Juders was predeceased by her parents and her husband Hume Wells. She is survived by the families of her son (Kyle Shaw, his wife Christine Oreskovich and their daughter Sasha Oreskovich), daughter (Lesley (Shaw) Wingfield, her husband Jackson Wingfield and their sons Stoney, Shaw, T.H. and Tru), sister (Karen Woolhouse and her daughter Katherine) and Hume’s children (Nancy Wells and Michael Wells), as well as countless friends.
Judy was a joiner, a doer, an athlete, a catalyst, a source of energy, a magnetic presence, a true friend, a proud grandmother.

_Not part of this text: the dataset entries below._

Issue #32, opened 2016-11-12
Include checksums for each package


Pauan:
This is super-low priority, but I think it would be nice to eventually have checksum information embedded into the `packages.json`

Why? Imagine that the repository `https://github.com/foo/foo.git` is added to the package set with the tag `v1.0.0`

At first, everything is fine. But then later the repository `https://github.com/foo/foo.git` adds in some malicious code and overwrites the `v1.0.0` tag to point to the malicious code. Now everybody who uses that package will end up downloading the malicious code.

But if the checksum for the repository was added to the package set, then `psc-package` could check the checksum after downloading the package `foo`, which would prevent that attack.

Obviously this relies upon `foo` not including any malicious code in the first place, but at least that can be solved by code audits. After a package has been code audited, and the checksum is in place, it is essentially impossible for a malicious change to occur.

(As a side bonus, this also catches any weird network or file system errors that might corrupt the package during download/installation)

On the other hand, if code audits rarely occur, then a checksum could give a false sense of security.

paf31:
👍 Sounds like a good idea.

Pauan:
Also, for the *even more* paranoid, you could create a checksum for the package set itself (including the `packages.json`). This checksum would be placed into the `psc-package.json` file as a new `checksum` field (similar to `set` and `source`)

That means that even if somebody malicious gained access to the package set repo (e.g. `purescript/package-sets`), they *still* wouldn't be able to distribute malicious code, because the package set itself would be checksummed.

Of course `psc-package init` would automatically add in the appropriate `checksum` field, so this would be transparent for users, with no loss of convenience.

Now the entire system (both package set and individual packages) is protected from malicious attacks, so the only parts that need to be trusted are `psc`, `psc-bundle`, and `psc-package` (which can be locally verified, if somebody wished to do so).

I don't think that maliciousness would be a problem for `purescript/package-sets`, but it may be more important if there are alternate package sets created by third parties. I can imagine a third-party package set with a very strict code audit process, which would advertise itself as a "safe alternative to `purescript/package-sets` for enterprises that require maximum safety". Kind of like the OpenBSD of PureScript.

In any case, checksums do not guarantee security, because security *always* requires code audits. And I'm *not* suggesting that `purescript/package-sets` should have strict code audits. Instead, it is more about *enabling* strict code audits, if a third party package set wished to do so.

Also this entire idea is very low priority, as I already mentioned.

sudhirvkumar:
@Pauan 

[...]

PR #426, opened 2019-08-07
Add rev and sha256 fields to packages

jmackie:
This is a first step in adding more integrity checks to the git-based tooling (namely `psc-package` and `spago`).

Specifically I'd like to move everything towards:

1. Using git revisions rather than tags
2. Verifying repo contents via a checksum
3. And maybe also providing a checksum for the package sets themselves (too paranoid?)

Hence, this PR adds `rev` and `sha256` fields to the existing package definitions. 

See #32 for discussion.

### DIFF
--- a/src/groups/ad-si.dhall
+++ b/src/groups/ad-si.dhall
@@ -5,5 +5,9 @@
         "https://github.com/ad-si/purescript-result.git"
     , version =
         "v1.0.3"
+    , rev =
+        "a09ebc3749e3b902f8144fa4a22c95840ce46701"
+    , sha256 =
+        "18s19kp8n659fx36q46qrn2imks43mqs3k7y96cxwdl60smj74pk"
     }
 }
--- a/src/groups/ajnsit.dhall
+++ b/src/groups/ajnsit.dhall
@@ -17,5 +17,9 @@
         "https://github.com/ajnsit/purescript-concur.git"
     , version =
         "v0.3.8"
+    , rev =
+        "f06ff02d3e519db6ceecf4e75a99adca10104695"
+    , sha256 =
+        "0d8idglmz5wsg14rpmmpc54wk6hjfw219mmyjm9fgds5d0p2dhkb"
     }
 }
--- a/src/groups/alexadewit.dhall
+++ b/src/groups/alexadewit.dhall
@@ -11,5 +11,9 @@
         "https://github.com/AlexaDeWit/purescript-text-encoding.git"
     , version =
         "v0.0.9"
+    , rev =
+        "46d809d5806ed9bb725192a7a0cf0d679911aa39"
+    , sha256 =
+        "0zb4cs2wcn2lcfc80gghanclbxy9rgz836dgqs4finj3yg872p47"
     }
 }
--- a/src/groups/anttih.dhall
+++ b/src/groups/anttih.dhall
@@ -5,5 +5,9 @@
         "https://github.com/anttih/purescript-rationals.git"
     , version =
         "v5.0.0"
+    , rev =
+        "8c52d8cc891d1223150a31416220aa9b99404442"
+    , sha256 =
+        "1idvjvvx5kwmi8kj2ps95bcvlsgij1xgin4jfw3rmcqd930wqq6q"
     }
 }
--- a/src/groups/athanclark.dhall
+++ b/src/groups/athanclark.dhall
@@ -5,5 +5,9 @@
         "https://github.com/athanclark/purescript-float32.git"
     , version =
         "v0.1.1"
+    , rev =
+        "1ca78fedb0b2da65b9ec0969d16c0bb7155e4f29"
+    , sha256 =
+        "0g0yi4h9bdc1v8l7my2x19xqas5hbbkkhbj6z4r76559c9rbyvfr"
     }
 }
--- a/src/groups/bodil.dhall
+++ b/src/groups/bodil.dhall
@@ -5,6 +5,10 @@
         "https://github.com/bodil/purescript-signal.git"
     , version =
         "v10.1.0"
+    , rev =
+        "58e44e7f8c20e9d057bcaffbd231893935548bb5"
+    , sha256 =
+        "03jkc6l01vv28drg1rjx9ymc2bndx9933ckf60bi4ar909kx64v5"
     }
 , sized-vectors =
     { dependencies =
@@ -20,6 +24,10 @@
         "https://github.com/bodil/purescript-sized-vectors.git"
     , version =
         "v3.1.0"
+    , rev =
+        "ddb8c8e21a2c37e611a9d031ffbb68b261380851"
+    , sha256 =
+        "1dldwalx2smij4mhhh63qf45ylj1sji029ayppinc3py035shblw"
     }
 , smolder =
     { dependencies =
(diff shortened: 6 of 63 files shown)


f-f:
We are definitely interested in checksums for packages, but I'd say introducing them is quite tricky, as there are several different aspects involved:
1. **picking a hashing algo (this PR)**:
  I'm not sure we want to standardize on Nix's algorithm, as we don't have the explicit goal of being compatible with Nix out of the box (it's easy enough to write wrapper tools, e.g. `spago2nix`, etc), and as far as I know it introduces unnecessary complexity (the whole NAR thing)
  The second problem about this is that we're not going to deal with git repos only, but we need to support tarballs too (and in fact `spago` does fetch tarballs most of the time)
  So in the end I'd say we want some algorithm that can literally be implemented in bash and it's insensitive to the presence of the `.git` folder
2. **getting the data into `package-sets` (also this PR)**
3. **keeping the data up to date (not in this PR, maybe it should be)**:
  i.e. fix tooling for contributors adding new packages or modifying new ones. This includes:
   - CI checks that check that the hash in the `rev` is indeed the hash the tag points to
   - changes to the `make` setup so that it'd go through the group files and add the checksums for the missing packages
  These checks should be implemented in `spago` or in `spago-curator` because some infrastructure for Dhall AST manipulation is there already. I can detail more on this if you wish
4. **checking the data when downloading packages**:
  that is, verifying that the checksum is correct client-side - I can take care of this for `spago`, and I think we don't even want to patch psc-package to use this

A final note about this is that we are already checking the `sha256` of the package-sets itself (in the form of Dhall integrity checks) client-side, so IMHO there is no need to include a checksum of the package set itself

jmackie:
Cheers for the comments m'dude. A few amicable responses...

1. My motivation for using Nix's hashing approach wasn't compatibility (although that's a nice consequence), it was that it seems like a pretty robust solution to the problem. "Hashing a directory" isn't actually that trivial -- see the many stack overflow answers as well as the discussion at the bottom of p.92 https://nixos.org/~eelco/pubs/phd-thesis.pdf. The NAR thing might not be _unnecessary_ complexity. 

Also I'm not sure why we want to support tarballs, other than as an optimization that kind of undermines this integrity checking goal?

4. Why would we not want to patch `psc-package` to do this? It's still the "blessed" package management solution (given its namespace) so should surely follow "best practices" (assuming that's what this becomes)?

And, as I understand it, the way we're currently using Dhall doesn't give us the security assurance I'm after. What I'd like to have is a checksum committed to the repo that users/tools check against, rather than Dhall checking that an expression matches a hash it generated previously. But correct me if I'm wrong here.

f-f:
> Also I'm not sure why we want to support tarballs, other than as an optimization that kind of undermines this integrity checking goal?

So you see, this is why I mentioned this is a tricky problem. An approach that doesn't support tarballs is going to be super slow for clients, so that's kind of a dealbreaker IMO. And I think in the end we will want to just have a package archive where we upload tarballs with checksums, so we might want to hold on this and just do the package registry. That also comes with a set of problems, e.g. [see here](https://discourse.purescript.org/t/blogged-thoughts-on-purescript-package-management/809)

> Why would we not want to patch `psc-package` to do this? It's still the "blessed" package management solution (given its namespace) so should surely follow "best practices" (assuming that's what this becomes)?

As far as I know it is not "blessed" but just happens to be under the `purescript` org, which doesn't mean much (the "blessed" recommendation is still `pulp` + `bower`)

Also as far as I know at this point `psc-package` is considered "stable" and is not receiving upgrades, features, etc. (this is also the reason why `spago` exists)

> And, as I understand it, the way we're currently using Dhall doesn't give us the security assurance I'm after. What I'd like to have is a checksum committed to the repo that users/tools check against, rather than Dhall checking that an expression matches a hash it generated previously. But correct me if I'm wrong here.

Could you detail more the security model you're after and which attack vectors you're considering for the current approach vs what you propose?

jmackie:
> An approach that doesn't support tarballs is going to be super slow for clients, so that's kind of a dealbreaker IMO

I might be missing something here, a quick `time` gives me

```
$ time git clone --depth 1 -b v4.1.1 https://github.com/purescript/purescript-prelude
...
real	0m1.461s
user	0m0.069s
sys	0m0.068s

$ time curl -O https://github.com/purescript/purescript-prelude/archive/v4.1.1.tar.gz
...
real	0m0.709s
user	0m0.036s
sys	0m0.008s
```

So I wouldn't say cloning is _super_ slow (particularly if clones are happening concurrently) and not a deal breaker IMO, particularly if it brings other benefits.

> so we might want to hold on this and just do the package registry

I get the impression from folks on the purescript FP slack (cc @natefaubion) that there's not a desire to do this - the maintenance cost of hosting a package registry is obviously non-trivial and probably not worthwhile. And sticking with a purely git-based approach is appealing for its simplicity (and worth noting that Go seems to be doing fine with this approach). But having said that I'd gladly get behind an effort to create a package registry.

> Also as far as I know at this point psc-package is considered "stable" and is not receiving upgrades, 

Didn't realize that was the case. Should this be mentioned in the README (cc @justinwoo) ?

> Could you detail more the security model you're after and which attack vectors you're considering for the current approach vs what you propose?

Damn you caught me. I don't really know what I'm talking about here. 

Basically I'd like to know that the package-set as a whole and the packages within it are legit when I consume them. Where "legit" means they contain the same code that authors and reviewers have seen and approved. Granted this is only as effective as the review process, which can't feasibly be that thorough right now, but someone could conceivably create a `paranoid-package-sets` using this information.

f-f:
> So I wouldn't say cloning is super slow (particularly if clones are happening concurrently) and not a deal breaker IMO, particularly if it brings other benefits.

In Spago we have to clone the whole repo (and not just shallow clone, so it's much slower for big repos) because you might be referring to a commit hash. `psc-package` doesn't support commit hashes at all.

> Basically I'd like to know that the package-set as a whole and the packages within it are legit when I consume them. Where "legit" means they contain the same code that authors and reviewers have seen and approved. Granted this is only as effective as the review process, which can't feasibly be that thorough right now, but someone could conceivably create a `paranoid-package-sets` using this information.

I'd recommend to read about [Dhall's safety guarantees](https://github.com/dhall-lang/dhall-lang/wiki/Safety-guarantees) for an overview of how the hashing mechanism works and what kind of guarantees you get.
Basically once we have checksums here in `package-sets`'s `master` branch we can assume the package and its contents are trusted and audited and whatever (we don't do this, but we could. Or as you said you could have your own `audited-package-sets` repo).
Then when it comes to consuming the `packages.dhall` from here, you add it to your Spago config and you get a hash in your file. You can then verify that the content is the same you viewed here on the repo by just grabbing the file here and running `dhall hash` on it - in this way you're sure the contents of the file you saw and the one Spago downloads are the same. Having the hash in-band (i.e. in the file) would only be additional work but would not give you additional guarantees (the git commit hash is kind of already guaranteeing this if you squint) since you'd have to check _anyways_ that the hash of the file itself is the same of the one you saw.

justinwoo:
I will close this PR as there is no current plan to do anything with it, and it interferes with my maintenance work on this repo. Please comment on the linked issue https://github.com/purescript/package-sets/issues/32 for further discussion. Thanks.

PR #435, opened 2019-08-14
Add nkly/purescript-express to package set

drewolson:


justinwoo:
thanks. this package was removed previously since it didn't update its usage of Foreign Generic in over a month, but this is fine now it seems.

PR #488, opened 2019-09-18
Update Radox to v1.0.0 and add Aff dependency

danieljharvey:
Hello!

Hope all is well! Just a version bump here.

Thanks
Dan


f-f:
Thank you! 🙂

PR #497, opened 2019-09-26
Update node-buffer to v6.0.0

Dretch:
This won't compile until https://github.com/purescript/package-sets/pull/496 merged.

CC @hdgarrood


justinwoo:
Try rebasing now?

PR #500, opened 2019-09-28
Add .git ending to unsafe-reference repo link

bjornkihlberg:
Make unsafe-reference be used with spago

[Issue-499](https://github.com/purescript/package-sets/issues/499)

Issue #499, opened 2019-09-28
missing .git for unsafe-reference seems to make it unusable from spago


bjornkihlberg:
The [unsafe-reference](https://github.com/purescript-contrib/purescript-unsafe-reference) package doesn't seem to work with [spago](https://github.com/spacchetti/spago) because the repo link is missing a **.git** at the end.
```json
  "unsafe-reference": {
    "dependencies": [],
    "repo": "https://github.com/purescript-contrib/purescript-unsafe-reference",
    "version": "v3.0.1"
  },
```

justinwoo:
Fixed in #502

PR #502, opened 2019-10-03
Fix url of unsafe-reference

jhrcek:
This is proper fix for https://github.com/purescript/package-sets/issues/499 which supersedes https://github.com/purescript/package-sets/pull/500 in which author fixed the url in package.json, but not in the dhall config.


justinwoo:
cool, thanks

PR #514, opened 2019-10-10
Fix URL of purescript-spork

jhrcek:
Spago gives warning and refuses to cache this repo locally, because the URL doesn't have the required form. While I was at it I checked all the urls in the package set and all the others have the correct form.


f-f:
Thanks!

PR #541, opened 2019-11-25
update to 0.13.5

justinwoo:


justinwoo:
eventually the github outage will be over and we will be able to see what travis thinks about this PR

justinwoo:
nice, it actually started running before the outage

PR #542, opened 2019-11-27
Fix concur-react and bump versions

ajnsit:
Add concur-core which was split out into its own repository. Bump
concur-react version. Point to updated repo locations.


justinwoo:
thanks

PR #552, opened 2020-01-15
Add purescript-interpolate

JordanMartinez:
Before merging this, please be aware of these two things.

First, ["Registering bower package names is not supported anymore"](https://github.com/JordanMartinez/purescript-interpolate/issues/1#issue-548595305) (related issue: purescript/pursuit#402)

Second, this does not work...
```bash
$> bower i purescript-interpolate
bower ENOTFOUND     Package purescript-interpolate not found
```
... but this does

```bash
$> bower i jordanmartinez/purescript-interpolate
```

If there are other libraries that build upon this one, I'm not sure whether the above facts will be an issue or not as `bower i -p` seems to work.

### DIFF
--- a/packages.json
+++ b/packages.json
@@ -1535,6 +1535,13 @@
     "repo": "https://github.com/purescript/purescript-integers.git",
     "version": "v4.0.0"
   },
+  "interpolate": {
+    "dependencies": [
+      "prelude"
+    ],
+    "repo": "https://github.com/jordanmartinez/purescript-interpolate.git",
+    "version": "v2.0.1"
+  },
   "invariant": {
     "dependencies": [
       "prelude"
--- a/src/groups/jordanmartinez.dhall
+++ b/src/groups/jordanmartinez.dhall
@@ -1,0 +1,6 @@
+{ interpolate =
+    { dependencies = [ "prelude" ]
+    , repo = "https://github.com/jordanmartinez/purescript-interpolate.git"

Among her many affiliations, she served on the Halifax Regional Library Board, was the first investor in The Coast newspaper, hurried hard as skip of her team at the Halifax Curling Club, studied art and travelled with a group at the Art Gallery of Nova Scotia, moved money with the Citadel Investment Club, was past president of the Senior Ladies International Curling Club—SLICC—and a part-time resident of Lookout Mountain, Georgia, where she belonged to a ladies’ Bible study and attended Church of the Good Shepherd.
She bowled, knit and even did the reading for book clubs. She understood the value of showing up and never missed an event, no matter how small, that was an opportunity to support someone in her life, from theatre shows to author readings to art openings. She was a fan, cheering on her grandchildren at myriad McCallie and Citadel High School sporting events. She helped out and volunteered and lent a hand, and she never wanted to be a burden on anyone else.
Omicron willing, Judy’s family is tentatively planning a church service and celebration of life in Chester this summer. If you wish to make a donation in her name, the Chester Food Bank, the Chester Art Centre and the Wells-Woolhouse Scholarship Fund at Dalhousie University were close to her heart.
But to really honour Judes, consider passing along a little kindness in your life. If you received one of Judy’s t-shirt finds, or a used “book on tape,” or super-soft baby clothes, a gumdrop cake, church bake sale squares on a white Styrofoam plate, a ball gown, a grocery store gift certificate, printed photos of yourself from an event, bottles and/or cans of maple syrup, golf balls that were “too nice” for her to use or some other little surprise that made Judy think of you, think of Judy as you pay it forward.
And if you ever find yourself stuck, spending valuable time trying to decide whether or not to buy something that ultimately doesn’t cost very much at Frenchys, stop dithering. Think what would Judy do, and just get it already.